§ **EXERCISE DIRECTIONS**
How many of the lines below hold the string "pull"? Say only the number.

§ **EXERCISE MATERIAL**
##############################

PR #5460, opened 2021-01-21
ipatests: use pexpect for controlling interactive command line utilities

wladich:
This PR adds a tests-oriented wrapper for pexpect module
  
The pexpect module can be used for controlling and testing interactive command-line programs. The wrapper adds testing-oriented features like logging and automatic process termination and default check for process exit status.

Invocation of `ktutil` on systems with old version of `readline` is fixed using `pexpect`

Few tests in `test_adtrust_install` were refactored to utilize `pexpect` to improve the tests and provide usage example.

PR #5504, opened 2021-02-01
Test on Fedora 33

tiran:
389-DS on Fedora 32 does not have new DS feature.

Update to temmplate 0.0.5 with updated DS.

Signed-off-by: Christian Heimes <cheimes@redhat.com>

PR #5520, opened 2021-02-03
Fix pylint issues with pexpect wrapper

tiran:
Also move dependencies to extras_require.

See: https://pagure.io/freeipa/issue/8690
See: https://github.com/freeipa/freeipa/pull/5460

### DIFF
--- a/ipatests/pytest_ipa/integration/expect.py
+++ b/ipatests/pytest_ipa/integration/expect.py
@@ -107,18 +107,44 @@ class IpaTestExpect(pexpect.spawn):
         logger.debug('Sending %r', s)
         return super().send(s)
 
-    def expect_list(self, pattern_list, *args, **kwargs):
+    def expect_list(
+        self,
+        pattern_list,
+        timeout=-1,
+        searchwindowsize=-1,
+        async_=False,
+        **kw
+    ):
         """Wrapper to provide logging output string and expected patterns"""
         try:
-            result = super().expect_list(pattern_list, *args, **kwargs)
+            result = super().expect_list(
+                pattern_list,
+                timeout=timeout,
+                searchwindowsize=searchwindowsize,
+                async_=async_,
+                **kw
+            )
         finally:
             self._log_output(pattern_list)
         return result
 
-    def expect_exact(self, pattern_list, *args, **kwargs):
+    def expect_exact(
+        self,
+        pattern_list,
+        timeout=-1,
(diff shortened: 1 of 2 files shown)


ipatests/setup.py
```diff
@@ -73,10 +73,14 @@
             "pytest_multihost",
             "python-ldap",
             "six",
-            "pexpect",
         ],
         extras_require={
-            "integration": ["dbus-python", "pyyaml", "ipaserver"],
+            "integration": [
+                "dbus-python",
+                "pexpect",
```
wladich, line 80: I really was not sure where to put this dependency, can you please clarify why it should be in extras?
For me it looks same as pytest_multihost - it is required only by integration testst and those tests can not even start without it.

ipatests/pytest_ipa/integration/expect.py
```diff
@@ -107,18 +107,44 @@ def send(self, s):
         logger.debug('Sending %r', s)
         return super().send(s)
 
-    def expect_list(self, pattern_list, *args, **kwargs):
+    def expect_list(
```
wladich, line 110: If the signature of original function changes we will need to
a) somehow notice it
b) change the signature in this code.

Also duplicating and passing all parameters looks too verbose compared to `*args, **kwargs` approach.

Is not it better to temporary disable the failing rule in pylintrc or add a `# pylint: disable=W0222` comment on single line?

ipatests/setup.py
tiran: The dependency should not be needed by client-only tests, only for integration tests. In theory any dependency that is only used by ``ipatests.pytest_ipa.integration`` should be in ``extras_require`` for ``integration`` (hence the name).

Something changed since I last touched the code. The PR is failing because something triggers an important of ``ipatests.pytest_ipa.integration``.

wladich: Sounds reasonable. But should not pytest_multihost also be moved to extras?

tiran:
I don't insist on my way to address the issue, I just need a fix for Fedora 33 ASAP.

The lack of Fedora 33 support in PR-CI has been blocking container work for weeks. I *just* figured out how to solve the last DNS-related issue today (https://github.com/freeipa/freeipa/pull/5504), when the merge of https://github.com/freeipa/freeipa/pull/5460 broke Fedora 33. It feels like I'm playing whack-a-mole and loosing constantly...

It's annoying :(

##############################

§ **ANSWER AREA**
2